Why then are the Tripuri and Meitei considered tribal? In northeastern India, it turns out, the tribal category encompasses all ethnic groups that were historically peripheral to South Asian culture. Speaking Tibeto-Burman or Austro-Asiatic languages, the “tribes” of the region are historically and culturally linked to the peoples of upland Southeast Asia and what is now south-central China. Historically speaking, most of these groups were politically decentralized, but a few developed states of their own. What they have in common is not political and social organization, but rather distance from Indian norms, resentment against incorporation into India, and anger over the influx of outsiders.
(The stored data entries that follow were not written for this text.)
PR #1164, opened 2018-11-17
Lesson 07 Josh Hoff

josh1209:
Finished Lesson 7; verified the result online at validator.w3.org.


students/Josh_HOff/lesson07/html_render.py
```diff
@@ -0,0 +1,197 @@
...
+class Title(OneLineTag):
+
+    tag = 'title'
+    
+
+class SelfClosingTag(Element):
+    def __init__(self, content=None, **kwargs):
+        if self.tag == 'meta charset="UTF-8"':
+            kwargs = {}
+        self.test_dict = copy.deepcopy(kwargs)
```
natasha-aleksandrova: I don't think you this since you're passing in `**kwargs`

PR #243, opened 2023-01-23
chore: refactor CI workflow to move linter to its own flow

zhill:
Adds new linter workflow and removes that step from the test workflow.
Should make matrix tests easier and linting issues faster to resolve.

Signed-off-by: Zach Hill <zach@anchore.com>


Btodhunter (approved):
lgtm!

PR #244, opened 2023-01-24
Add existing secret check

Btodhunter:
This will prevent users who have `anchoreGlobal.existingSecrets` set from a failed upgrade if they didn't update their values file and secrets for chart v1.21.0


HN23 (approved):
looks good to me!

PR #252, opened 2023-02-24
Fix dryrun upgrade

Btodhunter:
Tested with the following:
* Confirmed that upgrades from Enterprise v4.1.0 showed the warning about upgrade support during dry-run upgrades & failed during non dry-runs
```
helm install anchore anchore/anchore-engine --version 1.18.0 --set anchoreEnterpriseGlobal.enabled=true
helm upgrade anchore . --set anchoreEnterpriseGlobal.enabled=true --dry-run
helm upgrade anchore . --set anchoreEnterpriseGlobal.enabled=true 
```
* Confirmed that upgrading from Enterprise v4.2.0 was successful
```
 helm install anchore anchore/anchore-engine --set anchoreEnterpriseGlobal.enabled=true --version 1.20.0
 helm upgrade anchore . --set anchoreEnterpriseGlobal.enabled=true 
```

### DIFF
--- a/stable/anchore-engine/Chart.yaml
+++ b/stable/anchore-engine/Chart.yaml
@@ -1,6 +1,6 @@
 apiVersion: v2
 name: anchore-engine
-version: 1.22.3
+version: 1.22.4
 appVersion: 1.1.0
 description: Anchore container analysis and policy evaluation engine service
 keywords:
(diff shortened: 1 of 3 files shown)


HN23 (approved):
lgtm!

PR #254, opened 2023-03-21
[anchore-admission-controller] annotations for the validating webhook configuration

ndegory:
Add configurable annotations for the validating webhook configuration.
This can be used for instance to tell cert-manager to inject a CA cert instead of passing it in the values file.


stable/anchore-admission-controller/templates/webhook.yaml
```diff
@@ -4,6 +4,9 @@ kind: ValidatingWebhookConfiguration
 metadata:
   name: {{ template "anchore-admission-controller.name" . }}-admission.anchore.io
   labels: {{- include "anchore-admission-controller.labels" . | nindent 4 }}
+  {{- with .Values.apiService.webhook.annotations }}
```
zhill, line 7: It looks like this needs to be '.Values.apiService.annotations' based on the annotation location in the values.yaml and that the 'webhook' level is for the webhook config rather than the api service. Can you verify if that is what's expected?

PR #255, opened 2023-03-24
fix certifi cacert issues when users are supplying custom certificates

Btodhunter:
Added venv activation to `anchoreGlobal.doSourceAtEntry.enabled=true`. This will cause the certify cacert to be copied properly when the docker-entrypoint is run. Provides a temporary solution for users running into TLS issues on Anchore Enterprise v4.5.0 when providing custom certificates with `anchoreGlobal.certStoreSecretName`


svietry (approved):
LGTM

PR #260, opened 2023-04-04
Add Container securityContext

chrisad2:
Adds securityContext at the container level and a new value in `anchoreGlobal` to set this context. I have been maintaining this in my own environment and rebasing with every new chart release, but I'd like to get this upstream.

- I can't test the cloudsql proxy changes (I don't use cloudsql)
- I'm unsure in the upgrade jobs whether this is the best way to organize this change


Btodhunter (approved):
I tested this change with cloudsql and it worked great! I think the logic used in the upgrade jobs is also good to go. Thanks for the improvement!

PR #262, opened 2023-04-20
Add quotes to db config environment vars

Btodhunter:
To prevent '!' from being interpreted by YAML we need to quote out all env vars used for db config variables.


HN23 (approved):
lgtm

PR #263, opened 2023-04-21
Add Labels from Values Files to Upgrade Jobs

chrisad2:
Extends `.Values.anchoreGlobal.labels` to apply to all three upgrade jobs.

Additionally adds ability to specify labels _per job_ in the same pattern as other templates (such as the deployment templates).


Btodhunter (dismissed):
Thanks for the addition @chrisad2! LGTM!

PR #271, opened 2023-05-30
feat: updates mountPath for RedHat sourced Postgres image when using OpenShift

zhill:
The RedHat postgres images use a different data path and ignore PGDATA environment vars, so the mount path must be updated in order to ensure the DB PVC is used correctly for data.

Without this update, the DB will work, but DB data is lost when the pod is deleted.

### DIFF
--- a/stable/anchore-engine/Chart.yaml
+++ b/stable/anchore-engine/Chart.yaml
@@ -1,6 +1,6 @@
 apiVersion: v2
 name: anchore-engine
-version: 1.26.4
+version: 1.26.5
 appVersion: 1.1.0
 description: Anchore container analysis and policy evaluation engine service
 keywords:
--- a/stable/anchore-engine/README.md
+++ b/stable/anchore-engine/README.md
@@ -127,7 +127,7 @@ postgresql:
   - name: POSTGRESQL_USER
     value: anchoreengine
   - name: POSTGRESQL_PASSWORD
-    value: anchore-postgres,123
+    value: <PGPASSWORD>
   - name: POSTGRESQL_DATABASE
     value: anchore
   - name: PGUSER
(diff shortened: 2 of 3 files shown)


HN23 (approved):

zhill:
@HN23 fixed a typo in the comment that was bugging me, so need a re-review :(

Btodhunter (approved):
lgtm

zhill:
I need to update the README as well since we document the changes for OpenShift there.

stable/anchore-engine/Chart.yaml
```diff
@@ -1,6 +1,6 @@
 apiVersion: v2
 name: anchore-engine
-version: 1.25.1
+version: 1.25.2
```
HN23, line 3: we should sync this with main + 1

HN23:
Also, i've confirmed that having the mountPath for persisting data between pod restarts works in an openshift deployment. It should be noted though that upgrading an existing deployment without the mountPath to setting the mountPath will still see the data loss. 

ie. `helm upgrade anchore --set postgresql.persistence.mountPath=/var/lib/pgsql/data` will not preserve the data from the current installation yet, so be sure to back up any data first.

HN23:
Closing PR. Will be added to enterprise chart instead with docs for upgrading.

zhill:
> Also, i've confirmed that having the mountPath for persisting data between pod restarts works in an openshift deployment. It should be noted though that upgrading an existing deployment without the mountPath to setting the mountPath will still see the data loss (from 13 to 13).
> 
> ie. `helm upgrade anchore --set postgresql.persistence.mountPath=/var/lib/pgsql/data` will not preserve the data from the current installation yet, so be sure to back up any data first.

In this case you mean if the user wants to switch from the regular PG image to the RedHat PG image but use the same volume? Then yes, agree that is not supported because the images are incompatible in how they lay out the PG data in the FS. Just making sure we're describing the same use-case and not a new error condition.

HN23 (approved):
lgtm

PR #273, opened 2023-06-15
adding upgrade job via preupgrade hook in helm

HN23:
enabling the preupgrade hook will create a service account so that the job ran as part of the preupgrade hook can scale down the deployments before doing the database migrations.

This is disabled by default and so no changes should be seen by the user unless they update anchoreGlobal.usePreupgradeHook=true in which case, it will no longer be ran as previous, but be ran in the preupgrade hook job instead.


stable/anchore-engine/templates/anchore_upgrade_role.yaml
```diff
@@ -0,0 +1,41 @@
...
+  namespace: {{ .Release.Namespace }}
+  labels:
+    app: {{ template "anchore-engine.fullname" . }}
+    chart: {{ .Chart.Name }}-{{ .Chart.Version }}
+    release: {{ .Release.Name }}
+    heritage: {{ .Release.Service }}
+    {{- with .Values.anchoreGlobal.labels }}
+    {{ toYaml . | nindent 4 }}
+    {{- end }}
+  {{- if .Values.anchoreGlobal.annotations }}
```
Btodhunter, line 16: I think all these templates should probably have the labels/annotations/etc from  values.[service]upgradeJob as well as globals.

stable/anchore-engine/templates/anchore_upgrade_role.yaml
```diff
@@ -0,0 +1,41 @@
...
+  annotations:
+    {{- with .anchoreGlobal.annotations }}
+    {{- toYaml . | nindent 4 }}
+    {{- end }}
+  {{- end }}
+rules:
```
Btodhunter, line 22: I'm assuming this is the minimum set of permissions needed for `kubectl scale`?

stable/anchore-engine/values.yaml
```diff
@@ -308,6 +308,10 @@ anchoreGlobal:
       failureThreshold: 3
       successThreshold: 1
 
+  # using the preupgrade hook will create a service account that will use
```
Btodhunter, line 311: I would add a note here that this is useful for deployments using `helm upgrade --wait` or ArgoCD. Also mention that it create the role/rolebinding as well as the SA, maybe even mention the permissions granted to that SA as well.

blang9238: +1 on adding the note about `helm upgrade --wait`

stable/anchore-engine/templates/anchore_upgrade_role.yaml
HN23: added

stable/anchore-engine/templates/anchore_upgrade_role.yaml
HN23: correct. I also added `pods` so that a second initContainer can watch to make sure all the pods are actually down before completing.

stable/anchore-engine/values.yaml
HN23: added

HN23:
on a version lower than 1.24.0
```
helm upgrade puppy -f puppy.yaml . --wait
Error: UPGRADE FAILED: execution error at (anchore-engine/templates/_helpers.tpl:461:12): using the preupgrade hook for upgrades requires the chart to be on at least version 1.24.0. Please upgrade to 1.24.0 or newer before using the preupgrade hook.
```

After upgrading to 1.24.0 first, it works as expected:
```
helm upgrade puppy anchore/anchore-engine --version=1.24.0 -f puppy.yaml
helm upgrade puppy -f puppy.yaml . --wait
```

```
uppy-pre-upgrade-job-g7hzk confirm-service-scaled-down waiting for pods to go down
puppy-pre-upgrade-job-g7hzk confirm-service-scaled-down waiting for pods to go down
puppy-pre-upgrade-job-g7hzk confirm-service-scaled-down waiting for pods to go down
puppy-pre-upgrade-job-g7hzk confirm-service-scaled-down waiting for pods to go down
puppy-pre-upgrade-job-g7hzk upgrade-enterprise-db [MainThread] 2023-06-17T03:55:03.926650 [anchore_enterprise.db.upgrade.upgrade/run_upgrade()] [INFO] Performing upgrade tasks to upgrade from 22 to 24
puppy-pre-upgrade-job-g7hzk upgrade-enterprise-db [MainThread] 2023-06-17T03:55:03.927806 [anchore_enterprise.db.upgrade.upgrade/do_upgrade()] [INFO] Upgrading DB: from=22 to=24
```

Btodhunter (approved):
lgtm!

Btodhunter:
Successfully tested the following upgrade paths:

v1.22.0 -> 1.26.1 w/ preupgrade hook
v1.22.0 -> 1.26.1
v1.24.0 -> 1.26.1 w/ preupgrade hook
v1.24.0 -> 1.26.1

PR #277, opened 2023-07-18
update upgrade jobs to use variables instead of lookup

HN23:


Btodhunter (commented):
We should delete the `postgres.anchore-db.port` helper if it's no longer needed.

HN23:
> We should delete the `postgres.anchore-db.port` helper if it's no longer needed.

removed that as well as the feeds-db one.

Btodhunter (approved):
lgtm

Btodhunter:
Tested the following:

```
using existing secrets going from 1.23.0 -> 1.26.6
no existing secrets 1.23.0 -> 1.26.6
using existing secrets going from 1.25.0 -> 1.26.6
no existing secrets 1.25.0 -> 1.26.6
```

PR #278, opened 2023-08-21
feat: bump to latest k8s-inventory release

bradleyjones:
Signed-off-by: Bradley Jones <bradley.jones@anchore.com>

### DIFF
--- a/stable/k8s-inventory/Chart.yaml
+++ b/stable/k8s-inventory/Chart.yaml
@@ -1,6 +1,6 @@
 apiVersion: v2
 name: k8s-inventory
-version: 0.0.2
+version: 0.0.4
 appVersion: "1.0.0"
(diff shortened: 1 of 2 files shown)


stable/k8s-inventory/Chart.yaml
```diff
@@ -1,6 +1,6 @@
 apiVersion: v2
 name: k8s-inventory
-version: 0.0.2
+version: 0.0.4
```
bradleyjones, line 3: @anchore/devops I've bumped to 0.0.4 so this chart is inline with anchore-charts-dev so the rebase is clean but if you want this to go back to 0.0.3 and we clean up anchore-charts-dev that's fine too just let me know

HN23:
We are going to close this and merge over from charts-dev since this change is already in.

PR #3720, opened 2018-03-08
Bug 1439372 - prevent crash in tabmanger by accessing array safely. 

farhanpatel:
We've got a great extension to Array that lets us access elements safely. We can use it here to prevent a crash.

### DIFF
--- a/Client/Frontend/Browser/TabManager.swift
+++ b/Client/Frontend/Browser/TabManager.swift
@@ -418,7 +418,8 @@ class TabManager: NSObject {
             if tabIndex == viableTabs.count {
                 tabIndex -= 1
             }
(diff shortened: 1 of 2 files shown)


Client/Frontend/Browser/TabManager.swift
```diff
@@ -417,8 +417,8 @@ class TabManager: NSObject {
             if tabIndex == viableTabs.count {
                 tabIndex -= 1
             }
-            if tabIndex < viableTabs.count && !viableTabs.isEmpty {
-                _selectedIndex = tabs.index(of: viableTabs[tabIndex]) ?? -1
+            if let currentTab = viableTabs[safe: tabIndex], tabIndex < viableTabs.count && !viableTabs.isEmpty {
```
jhugman: If the `safe index` extension checks for bounds, do you need `tabIndex < viableTabs.count && !viableTabs.isEmpty` anymore?

PR #3724, opened 2018-03-08
Bug 1442649 - Clear private data for TP whitelist, and add test case

garvankeeley:
https://bugzilla.mozilla.org/show_bug.cgi?id=1442649

### DIFF
--- a/Client/Frontend/Settings/Clearables.swift
+++ b/Client/Frontend/Settings/Clearables.swift
@@ -147,3 +147,20 @@ class CookiesClearable: Clearable {
         return succeed()
     }
 }
+
+@available(iOS 11, *)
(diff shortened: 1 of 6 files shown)


Client/Frontend/Settings/Clearables.swift
```diff
@@ -147,3 +147,20 @@ class CookiesClearable: Clearable {
         return succeed()
     }
 }
+
+@available(iOS 11, *)
+class TrackingProtectionClearable: Clearable {
+    //@TODO: re-using string because we are too late in cycle to change strings
+    var label: String {
+        return Strings.SettingsTrackingProtectionSectionName
```
garvankeeley: Please double-check I am using this correctly

PR #3729, opened 2018-03-09
Bug 1444488 - TP stats perf fix: index the rules by base domain

garvankeeley:
https://bugzilla.mozilla.org/show_bug.cgi?id=1444488

Can simply index the block rules by base domain, and for each base domain there are typically 1-2 rules, sometimes 4-5. So instead of 2300 rules checks per url, we do 1-5.

### DIFF
--- a/Client/Frontend/ContentBlocker/TrackingProtectionPageStats.swift
+++ b/Client/Frontend/ContentBlocker/TrackingProtectionPageStats.swift
@@ -120,6 +120,9 @@ fileprivate class TPStatsBlocklists {
     }
 
     func load() {
+        // All rules have this prefix on the domain to match.
+        let standardPrefix = "^https?://([^/]+\\.)?"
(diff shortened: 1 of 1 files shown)


Client/Frontend/ContentBlocker/TrackingProtectionPageStats.swift
```diff
@@ -146,9 +147,31 @@ fileprivate class TPStatsBlocklists {
                         continue
                 }
 
-                let domainExceptionsRegex = (trigger["unless-domain"] as? [String])?.flatMap { domain in
-                        return wildcardContentBlockerDomainToRegex(domain: domain)
+                // All rules have this prefix on the domain to match.
+                let standardPrefix = "^https?://([^/]+\\.)?"
```
justindarc: Move this outside the loop.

Map of Northeastern IndiaNortheastern India, although it is substantially larger than Bangladesh, tends to be invisible in the international media, barely registering in the public imagination. Partly this is a product of political unrest itself, as access by journalists and others has been severely restricted. But it is also a product of the way we map the world—and of the structures of academic institutions. Young scholars wanting to study an interstitial place like Tripura or Manipur would have a difficult time, first finding funding for their studies, and then finding a place within the scholarly communities of South Asian or Southeast Asian studies. It is in these hidden ways that our unexamined geographical conventions get in the way of understanding the world.